Cause of analysis: hadoop_common_lib_native_dir and hadoop_opts environment variables are not set. In ~ Add the following content to the/. bashrc file and compile it.

Export hadoop_common_lib_native_dir = $ hadoop_home/lib/native
Export hadoop_opts = "-djava. Library. Path = $ hadoop_home/lib"

$ Source ~ /. Bashrc

Restart HDFS. The output is as follows, indicating that the startup is successful.

You can use the Web interface to view the running status of namenode. The URL is http: // localhost: 50070.

The command to stop HDFS is:

$ Sbin/stop-dfs.sh

8. Run the following command to start yarn:

$ Sbin/start-yarn.sh

You can use the Web interface to view the running status of namenode. The URL is http: // localhost: 8088.

The command to stop HDFS is:

$ Sbin/stop-yarn.sh

After HDFS and yarn are started, you can run the JPS command to check whether the startup is successful.

9. Run the test program.

1) run the following command to test and calculate pi:

$ Bin/hadoop jar share/hadoop/mapreduce/hadoop-mapreduce-examples-2.5.0.jar PI 20 10

2) To test grep, first upload the input file to HDFS. The command is as follows:

$ Bin/hdfs dfs-put ETC/hadoop Input

Run the grep program with the following command:

$ Bin/hadoop jar share/hadoop/mapreduce/hadoop-mapreduce-examples-2.5.0.jar grep input output 'dfs [A-Z.] +'

The output result is as follows:

10. Add environment variables for easy use of start-dfs.sh, start-yarn.sh and other commands (optional ).

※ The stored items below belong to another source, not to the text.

PR #1131, opened 2022-03-22
Document failover with plugin and allow to update config

johscheuer:
# Description

Document the configuration sub command in the kubectl plugin and allow the plugin to update a cluster directly.

## Type of change

## Discussion

-

## Testing

locally.

## Documentation

Added.

## Follow-up

-

### DIFF
--- a/kubectl-fdb/cmd/configuration.go
+++ b/kubectl-fdb/cmd/configuration.go
@@ -21,6 +21,9 @@
 package cmd
 
 import (
+	ctx "context"
+	"fmt"
+
 	"github.com/spf13/cobra"
 	"k8s.io/cli-runtime/pkg/genericclioptions"
 	"sigs.k8s.io/controller-runtime/pkg/client"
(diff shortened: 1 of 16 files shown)


kubectl-fdb/cmd/configuration.go
```diff
@@ -34,11 +37,21 @@ func newConfigurationCmd(streams genericclioptions.IOStreams) *cobra.Command {
 		Short: "Get the configuration string based on the database configuration of the cluster spec.",
 		Long:  "Get the configuration string based on the database configuration of the cluster spec.",
 		RunE: func(cmd *cobra.Command, args []string) error {
+			force, err := cmd.Root().Flags().GetBool("force")
```
JoshuaMcManus, line 40: Can we use a term other than "force", I feel like that describes something that would be done to configuration command itself. Maybe change it to something like "--no-wait" or "--no-check"?

johscheuer: I think that's a great idea and I would choose `--no-wait` or `--no-confirmation` to better represent what this flag actually does and nothing is forced 👍

JoshuaMcManus (approved):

In ~ /. Add environment variables to the bashrc file as follows:

Export Path = $ hadoop_home/bin: $ hadoop_home/sbin: $ path

Then compile and run the following command:

$ Source ~ /. Bashrc

Yes ~ The variable added in the/. bashrc file for reference.

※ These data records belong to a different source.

PR #1133, opened 2022-03-23
Experimental command for the plugin to show the state of exclusions

johscheuer:
# Description

Add an experimental plugin command to show the state of exclusions. This command is not finished and has some todos open but already offers some value.

## Type of change

## Discussion

I will check if the `stored_bytes` is the best indicator for how long it will take until the process is fully excluded.

## Testing

Local.

## Documentation

None, will be added once the command is in a stable command.

## Follow-up

Finish the to-dos.

### DIFF
--- a/api/v1beta2/foundationdb_status.go
+++ b/api/v1beta2/foundationdb_status.go
@@ -133,6 +133,8 @@ type FoundationDBStatusProcessInfo struct {
 type FoundationDBStatusProcessRoleInfo struct {
 	// Role defines the role a process currently has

Hadoop yarn installation-standalone pseudo distributed environment

Contact Us

The content source of this page is from Internet, which doesn't represent Alibaba Cloud's opinion; products and services mentioned on that page don't have any relationship with Alibaba Cloud. If the content of the page makes you feel confusing, please write us an email, we will handle the problem within 5 days after receiving your email.

If you find any instances of plagiarism from the community, please send an email to: info-contact@alibabacloud.com and provide relevant evidence. A staff member will contact you within 5 working days.

A Free Trial That Lets You Build Big!

Start building with 50+ products and up to 12 months usage for Elastic Compute Service

  • Sales Support

    1 on 1 presale consultation

  • After-Sales Support

    24/7 Technical Support 6 Free Tickets per Quarter Faster Response

  • Alibaba Cloud offers highly flexible support services tailored to meet your exact needs.